Diëlektrische sterkte van transformatoroliën

Diëlektrische sterkte van transformatoroliënEen van de belangrijkste indicatoren die kenmerkend zijn voor de isolatie-eigenschappen transformator oliën in de praktijk van hun toepassing is hun diëlektrische sterkte:

E = UNC / H

waarin Upr — doorslagspanning; h is de afstand tussen de elektroden.

Doorslagspanning is niet direct gerelateerd aan specifieke geleidbaarheid, maar is net zo gevoelig voor de aanwezigheid van onzuiverheden... Op zijn minst een verandering in vocht vloeibaar diëlektricum en de aanwezigheid van onzuiverheden erin (evenals voor geleidbaarheid) neemt de diëlektrische sterkte sterk af.
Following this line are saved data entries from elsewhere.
PR #4036, opened 2020-03-04
Fix some issues in the system tests

ctron:
* If the route is not found, throw a more helpful exception.
* Combine the two setup methods, as they do rely on an order
  but @BeforEach does not honor any order
* Fix a race condition when deleting an IoTProject. It relies
  on an initial set of data, which might already be gone, as the
  deletion is on progress.

### DIFF
--- a/systemtests/src/main/java/io/enmasse/systemtest/utils/IoTUtils.java
+++ b/systemtests/src/main/java/io/enmasse/systemtest/utils/IoTUtils.java
@@ -177,7 +177,15 @@ public class IoTUtils {
         assertThat(project.getStatus().getDownstreamEndpoint().getPort(), not(is(0)));
     }
 
-    private static void waitForIoTProjectDeleted(Kubernetes kubernetes, IoTProject project) throws Exception {
+    public static boolean isIoTInstalled(Kubernetes kubernetes) {
+        return kubernetes.getCRD(IoTCrd.project().getMetadata().getName()) != null;
+    }
+
+    public static void deleteIoTProjectAndWait(Kubernetes kubernetes, IoTProject project) throws Exception {
+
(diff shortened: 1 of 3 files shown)


ctron:
@enmasse-ci run tests profile=iot testcase=io.enmasse.systemtest.iot.isolated.IoTProjectManagedTest.testCreate

kornys:
@enmasse-ci run tests profile=iot testcase=io.enmasse.systemtest.iot.isolated.IoTProjectManagedTest#testCreate

systemtests/src/main/java/io/enmasse/systemtest/utils/IoTUtils.java
```diff
@@ -177,7 +177,15 @@ public static void waitForIoTProjectReady(Kubernetes kubernetes, IoTProject proj
         assertThat(project.getStatus().getDownstreamEndpoint().getPort(), not(is(0)));
     }
 
-    private static void waitForIoTProjectDeleted(Kubernetes kubernetes, IoTProject project) throws Exception {
+    public static boolean isIoTInstalled(Kubernetes kubernetes) {
+        return kubernetes.getCRD(IoTCrd.project().getMetadata().getName()) != null;
```
lulf: This will always be true, the CRD is always created when installing.

ctron: Indeed. That came back by accident. It is removed again.

ctron:
@enmasse-ci run tests

ctron:
@enmasse-ci run tests

ctron:
@enmasse-ci run tests profile=shared testcase=io.enmasse.systemtest.shared.standard.web.FirefoxConsoleTest#testAddressStatus

PR #4048, opened 2020-03-05
Set subscription name based on application bundle prefix

lulf:


kornys:
@enmasse-ci run tests profile=olm olm

PR #4053, opened 2020-03-06
Scale tests init

kornys:
### Type of change

- Enhancement

### Description

Scale tests PR

### Checklist

- [ ] Update documentation
- [ ] Update CHANGELOG.md

### DIFF
--- a/systemtests/src/test/java/io/enmasse/systemtest/scale/ScaleTest.java
+++ b/systemtests/src/test/java/io/enmasse/systemtest/scale/ScaleTest.java
@@ -1,0 +1,195 @@
+/*
+ * Copyright 2018-2020, EnMasse authors.
+ * License: Apache License 2.0 (see the file LICENSE or http://apache.org/licenses/LICENSE-2.0.html).
+ */
+package io.enmasse.systemtest.scale;
+
+import io.enmasse.address.model.Address;
+import io.enmasse.address.model.AddressBuilder;
+import io.enmasse.address.model.AddressSpace;
+import io.enmasse.address.model.AddressSpaceBuilder;
+import io.enmasse.admin.model.v1.AddressPlan;
+import io.enmasse.admin.model.v1.AddressSpacePlan;
+import io.enmasse.admin.model.v1.AuthenticationService;
+import io.enmasse.admin.model.v1.ResourceAllowance;
+import io.enmasse.admin.model.v1.ResourceRequest;
+import io.enmasse.admin.model.v1.StandardInfraConfig;
+import io.enmasse.admin.model.v1.StandardInfraConfigBuilder;
+import io.enmasse.admin.model.v1.StandardInfraConfigSpecAdminBuilder;
+import io.enmasse.admin.model.v1.StandardInfraConfigSpecBrokerBuilder;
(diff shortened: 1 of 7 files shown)


kornys:
@enmasse-ci run tests profile=scale testcase=ScaleTest#testNumberOfSupportedAddresses test_only

systemtests/src/test/java/io/enmasse/systemtest/scale/ScaleTest.java
```diff
@@ -0,0 +1,224 @@
...
+    void tearDown(ExtensionContext extensionContext) throws Exception {
+        GlobalLogCollector.saveInfraState(TestUtils.getScaleTestLogsPath(extensionContext));
+        kubernetes.deleteNamespace(namespace);
+    }
+
+    @Test
+    void testNumberOfSupportedAddresses() throws Exception {
+        int operableAddresses = 0;
+        int iterator = 0;
+        int failureThreshold = 12000;
```
lulf: This should probably be higher based on your initial tests I think

systemtests/src/test/java/io/enmasse/systemtest/scale/ScaleTest.java
```diff
@@ -0,0 +1,224 @@
...
+
+        while (true) {
+            log.info("Total operable addresses: {}", operableAddresses);
```
lulf: This seems like a very verbose output that is not that useful unless test is failing.

kornys:
> To me, it feels like these scale tests are a bit too specific to one part of the system. I.e. what use is it to test that we can create 12000 addresses without actually using them? If we write the tests with this level of detail, how many test cases will we get, and how long will running the testsuite take?
> 
> The way I would have expected to write this test was to:
> 
>     1. Deploy a system using N addresses where M% are queues
> 
>     2. Attach C clients with L links each spread across the addresses
> 
>     3. Check if system behaves as expected: a) all addresses are ready within a reasonable time. b) no clients have errors attaching and/or sending a single message every minute over some time period. c) no crashes amongst enmasse pods.
> 
> 
> One can run this test varying those parameters, using some expected limit that we want to be able to support. But then we can also potentially reuse that test to check what happens if we push further.
> 
> Anyway, this is how I think about this, I'd love to hear different views.

I like your idea, but in case that system can't handle for example 12k addresses test failed and we don't have other results, so from my POV we should test how many addresses become active with plans we provided, next test should deploy some median of addresses and start operations like connections and messaging, next test should deploy addresses and do some kind of chaos monkey etc...

kornys:
@lulf or as Ondrej mentioned, we can setup scale shared env for scale tests... deploy baseline 12k addresses and then start 1st test with max count addresses, then remove difference to 12k and start 2nd test which start messaging testing with 12k addresses etc...

lulf:
So to summarize discussion in chat, the following tests will be created:

1) Address and connection scale tests - create 4 anycast + 1 queue, check create and ready time. Then create 1 sender/receiver pair connecting to the queue. Check that system is stable. Rinse & Repeat
2) Messaging performance tests - create addresses first, then create messaging clients and increase load from messaging clients
3) HA tests - create addresses first, then create messaging clients and api clients creating/deleting addresses and measure downtime.

PR #4056, opened 2020-03-06
Use user.openshift.io to make the determination about openshift rather than route.openshift.io

k-wall:
### Type of change

- Bugfix

### Description

For 0.31, we changed the way openshift was detected to use make an API refactoring the `detectOpenshift` function in the process to use `Route`.  Unfortunately, this brought with it an implict requirement that the service account running the code had access to that API.  For the console-server process, this wasn't the case.

* Switched `detectOpenshift` to use `user.openshift.io`.
* also propagared ENMASSE_OPENSHIFT from the enmasse-operator to the console-server to allow the check to the short circuited in environments where OpenShift is a certainty.

### Checklist

- [ ] Update documentation
- [ ] Update CHANGELOG.md

### DIFF
--- a/pkg/controller/consoleservice/consoleservice_controller.go
+++ b/pkg/controller/consoleservice/consoleservice_controller.go
@@ -12,6 +12,7 @@ import (
 	"fmt"
 	"net"
 	"net/url"
+	"os"
 	"reflect"
 	"strconv"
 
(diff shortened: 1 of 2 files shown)


k-wall:
@enmasse-ci run tests testcase=*ConsoleTest test_only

Veranderingen in druk, vorm en materiaal van de elektroden en de afstand daartussen beïnvloeden de diëlektrische sterkte. Tegelijkertijd hebben deze factoren geen invloed op de elektrische geleidbaarheid van de vloeistof.

Schone transformatorolie, zonder water en andere onzuiverheden, ongeacht de chemische samenstelling, heeft een voldoende hoge doorslagspanning (meer dan 60 kV), bepaald in platte koperen elektroden met afgeronde randen en een onderlinge afstand van 2,5 mm. Diëlektrische sterkte is geen materiaalconstante.

Bij impactspanningen heeft de aanwezigheid van onzuiverheden bijna geen invloed op de diëlektrische sterkte. Het is algemeen aanvaard dat het faalmechanisme voor schok(impuls)spanningen en langdurige blootstelling anders is. Bij gepulseerde spanning is de diëlektrische sterkte beduidend hoger dan bij een relatief lange blootstelling aan spanning met een frequentie van 50 Hz. Hierdoor is het risico op schakelpieken en bliksemontladingen relatief laag.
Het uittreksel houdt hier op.